Funny stuff, sad stuff, and some random stuff
There were moments of hilarity today, and also some moments of sadness. On the hilarity side, my boss got our little joke "letter" in the mail and about 50% of him suspected The Meat of being behind it, but the other 50% was thinking that maybe it was for real. I did such a good job of keeping a straight face, too!! We played along for a bit before having to come clean because we were laughing too hard. I took pictures of the letter and also saved it for posterity! We're now starting to brainstorm for our next little prank on him :)
One of the moments of sadness involved a lawyer who we see now and then. She's a little odd but very nice, although I've always personally found her a bit annoying. But that's totally beside the point. She used to be really overweight and over the past two years she's been on Atkins and has managed to drop a ton of weight. The Meat also helped her get a new job just a couple months ago, one that promised her a steady paycheck and health insurance. Today we heard that she has pancreatic cancer and six months to live. Oh, and she's only 45.
I was shocked for the first five minutes after hearing this news. And really sad, it's so incredibly sad. She's so young, and she's been making her life so much better. And now she has six months or less to live. She's Greek, so we've heard that her plan is to pack up and move to Greece until the end. We think she probably has family over there.
I get teary-eyed just imagining what she must be going through. And imagining what I would do if I were in that situation. When I think about telling certain people, I start getting choked up almost immediately. It's just so terrible, and so unfair - she's young and she's alive now, and soon she won't be. And the world will just go on. I hope there are people who will remember her often, because I don't like to think of anyone dying and just being forgotten. I know part of that is for selfish reasons.
I want to live until I'm 90 or 100 (in a relatively healthy state, of course) so that I'm able to live a full life filled with laughter and love and so many experiences - I want the whole rollercoaster ride, the exciting and long rollercoaster! And I want to have the opportunity to touch people's lives, so I won't be so quickly forgotten. I know it's a little silly, because life has to go on - the circle and all that. But it bothers me. And scares me a bit. And I wish I could have a full-body x-ray right now to make sure that there's nothing growing inside me that shouldn't be there. (That's nothing new - I often want that full-body x-ray, and wish I could get about 6 of them per year. I hate not being able to know if there's some tumor growing in me.)
In other news, my place has magically made itself so cluttered and gross again. It's amazing how easily I can mess a place up. I need to work on cleaning it tomorrow as soon as I get home.
I want SP to be able to come over soon, but I'm not sure when he'll be able to next come - he's going to be out of town this weekend, so we'll have to plan something different. I love our times here, because of the hot sex action and very interesting play that we engage in and also because of the sharing moments and physical, mental and emotional closeness. There's a wonderful connection and friendship as well as great sexual fun, and I know it's spoiling me quite a bit right now. But I think I'm okay with it for the moment and can handle it.

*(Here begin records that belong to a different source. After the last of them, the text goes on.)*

Issue #8794, opened 2017-06-13
Mongo upserts with EJSON based types are no longer working


hwillson:
Reproduction: https://github.com/hwillson/broken-ejson-upsert

The changes made in https://github.com/meteor/meteor/pull/8776 impact using EJSON based types with Mongo upserts. Attempting something like:

```js
const testCollection = new Mongo.Collection(null);
testCollection.upsert({
  _id: new Mongo.ObjectID()
}, {
  $setOnInsert: {
    a: 123
  }
});
```

will throw a `Meteor does not currently support objects other than ObjectID as ids` error, even though our `_id` is an `ObjectID`. 

cc @sebakerckhof

holmrenser:
I am currently facing this problem, and I think this is what is keeping me from updating to 1.5.

PR #8796, opened 2017-06-13
Adjust mongo upserts so MongoID.ObjectID's aren't filtered from queries.

hwillson:
Hi all - this PR is intended to fix https://github.com/meteor/meteor/issues/8794. The `LocalCollection._removeDollarOperators` changes introduced in PR https://github.com/meteor/meteor/pull/8776 have an unintended side effect of not allowing `MongoID.ObjectID`'s through intact. The `JSON.stringify` / `JSON.parse` combo isn't restoring the full `MongoID.ObjectID` object (since it's not JSON compatible).

This PR adjusts things a bit so we're working with the EJSON representation of `MongoID.ObjectID` (and other objects), when running through `LocalCollection._removeDollarOperators`.

### DIFF
--- a/packages/minimongo/selector.js
+++ b/packages/minimongo/selector.js
@@ -441,7 +441,7 @@ var VALUE_OPERATORS = {
 
     // There are two kinds of geodata in MongoDB: legacy coordinate pairs and
     // GeoJSON. They use different distance metrics, too. GeoJSON queries are
-    // marked with a $geometry property, though legacy coordinates can be 
+    // marked with a $geometry property, though legacy coordinates can be
     // matched using $geometry.
 
     var maxDistance, point, distance;
@@ -1251,11 +1251,19 @@ LocalCollection._f = {
   }
 };
 
-// Oddball function used by upsert.
+// Oddball function used by upsert. Make sure that when we're removing
+// $ operators we don't accidently remove the "oid" (MongoID.ObjectID)
+// EJSON type (which includes $type and $value properties).
 LocalCollection._removeDollarOperators = function (selector) {
-  return JSON.parse(JSON.stringify(selector, (key, value) => {
-    if (! key.startsWith("$")) {
-      return value;
-    }
-  }));
+  return EJSON.parse(
+    JSON.stringify(
+      EJSON.toJSONValue(selector),
+      function (key, value) {
+        if (EJSON.fromJSONValue(this) instanceof MongoID.ObjectID
+            || !key.startsWith("$")) {
+          return value;
+        }
+      }
+    )
+  );
 };
--- a/packages/minimongo/selector.js
+++ b/packages/minimongo/selector.js
@@ -1251,19 +1251,22 @@ LocalCollection._f = {
   }
 };
 
-// Oddball function used by upsert. Make sure that when we're removing
-// $ operators we don't accidently remove the "oid" (MongoID.ObjectID)
-// EJSON type (which includes $type and $value properties).
-LocalCollection._removeDollarOperators = function (selector) {
-  return EJSON.parse(
-    JSON.stringify(
-      EJSON.toJSONValue(selector),
-      function (key, value) {
-        if (EJSON.fromJSONValue(this) instanceof MongoID.ObjectID
-            || !key.startsWith("$")) {
-          return value;
-        }
+// Oddball function used by upsert.
+LocalCollection._removeDollarOperators = (selector) => {
+  const cleansed = {};
+
+  Object.keys(selector).forEach((key) => {
+    const value = selector[key];
+    if (key.charAt(0) !== '$') {
+      if (value !== null
+          && value.constructor
+          && value.constructor.prototype === Object.prototype) {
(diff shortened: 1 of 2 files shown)


hwillson:
@benjamn @abernix I've added this to the 1.5.1 milestone, as this fix should be included alongside  https://github.com/meteor/meteor/pull/8776/commits/8aa3815c14d9a5f06e14362a443e350829c670cf. Let me know if you want anything changed - thanks!

sebakerckhof:
I think this still loses types like Date objects and (although more of an edge case)

hwillson:
Thanks @sebakerckhof, I noticed that as well - I'm working on tweaks to handle this.

hwillson:
I've adjusted the `LocalCollection._removeDollarOperators` function a bit. We don't seem to have a reliable way to differentiate between Mongo $ operators and custom EJSON representations, when trying to use a replacer function with `JSON.stringify`. For example, `EJSON.stringify({ testDate: new Date() })` produces `"{"testDate":{"$date":1497380438881}}"`. Unless we keep a whitelist of all allowed Mongo $ operators, trying to filter using a `JSON.stringify` replacer function is going to be difficult, since we'll be stripping valid EJSON types.

The new changes add a bit of complexity (and potentially a small performance hit), but attempt to make sure we're really only stripping nested Mongo $ operators. These changes aren't perfect, but they should cover/address the problems we've discussed (and most `upsert` use). Thanks!

packages/minimongo/selector.js
```diff
@@ -1252,10 +1252,21 @@ LocalCollection._f = {
...
-      return value;
+LocalCollection._removeDollarOperators = (selector) => {
+  const cleansed = {};
+
+  Object.keys(selector).forEach((key) => {
+    const value = selector[key];
+    if (key.charAt(0) !== '$') {
+      if (value !== null
+          && value.constructor
+          && value.constructor.prototype === Object.prototype) {
```
benjamn: Let's use `Object.getPrototypeOf(value) === Object.prototype` instead?

hwillson:
Hi @sebakerckhof - would you have a chance to test/verify these latest changes?

sebakerckhof:
@hwillson I've been looking further into mongo upsert behavior (which is not very well documented) and I see the following problems:

An upsert like: `{"foo": { "$exists": true }}, { "$setOnInsert": { "bar":" baz" }}`
In mongo would result in an object: `{ "bar": "baz" }`. But with the proposed changes here you would get: `{ "bar": "baz", "foo": {} }`

You can't just filter out empty objects because this:
 `{"foo": { "$exists": true }}, { "$setOnInsert": { "bar":" baz" }}` should actuallly result in:  `{ "bar": "baz", "foo": {} }`

An upsert like: `{ "foo": { "$eq": "test" }},{ "$setOnInsert": { "bar": "baz" }}` should result in
 `{ "foo": "test",  "bar": "baz" }`

So actually filtering out all dollar operators is not even correct *sigh*

So all things considered, I think we need a different approach to create the `selectorModifier` of an upsert () but I have no idea on an elegant solution at the moment.

sebakerckhof:
Okay, I've looked into other JS mongo implementations (e.g. nedb), but none seem to do it correctly.
So I've searched the mongodb codebase and the relevant functions seem to be:

`applyUpdateOpsForInsert`
https://github.com/mongodb/mongo/blob/master/src/mongo/db/exec/update.h#L137
https://github.com/mongodb/mongo/blob/master/src/mongo/db/exec/update.cpp#L735

and `populateDocumentWithQueryFields` (used by the previous):
https://github.com/mongodb/mongo/blob/master/src/mongo/db/update/update_driver.h#L73
https://github.com/mongodb/mongo/blob/master/src/mongo/db/update/update_driver.cpp#L176

And relevant tests:
https://github.com/mongodb/mongo/blob/master/src/mongo/db/update/update_driver_test.cpp

I don't really have the time to port this myself right now, but it should provide good pointers for someone who feels like tackling this.

hwillson:
Ouch - thanks for the very detailed findings @sebakerckhof! I'll digest this a bit, but I think we should still get the immediate (reported issue) fixed as best as we can (since as it stands right now, breaking EJSON types will probably cause people more grief than some of the other edge cases). It looks like the fact that not all `$` operators should be filtered has been a long standing issue, that we should definitely fix, but I think I'll move that into a separate issue. Thanks again!

sebakerckhof:
I agree since a full solution might take some time. I've created a tracking issue:
https://github.com/meteor/meteor/issues/8806

hwillson:
I've submitted new changes to handle the first two scenarios @sebakerckhof mentioned in https://github.com/meteor/meteor/pull/8796#issuecomment-308665730 (the others will be handled in https://github.com/meteor/meteor/issues/8806). These new changes will check to see if a value in the selector is an object that only has `$` based keys. If it is, the full value object will be stripped, along with its parent key. I've also tried to clarify what `LocalCollection._removeDollarOperators` is doing in the function comment, as the previous `Oddball function used by upsert.` comment (while correct) wasn't very helpful.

James is sleeping on the chair next to me now - I love how he follows me to whereever I am! I have "his" dining room chair pulled right next to mine, and placemats on it to make it softer for him, because he's always there when I'm sitting at the table. And little Emmalove just woke up a few minutes ago and is mewing for love - she always sits just out of reach and stares at me and cries a little until I get up to give her love, and then she goes running happily so I have to chase her down! And when I sit back down, she repeats the whole thing over again, she's so silly! I love and adore my little babies so incredibly much!!!! They are my little angels of happiness!
I'm off to bed now, I took way too long writing this! Please please please let me be able to get up at 5 a.m. so I can get some work done!!!!!!!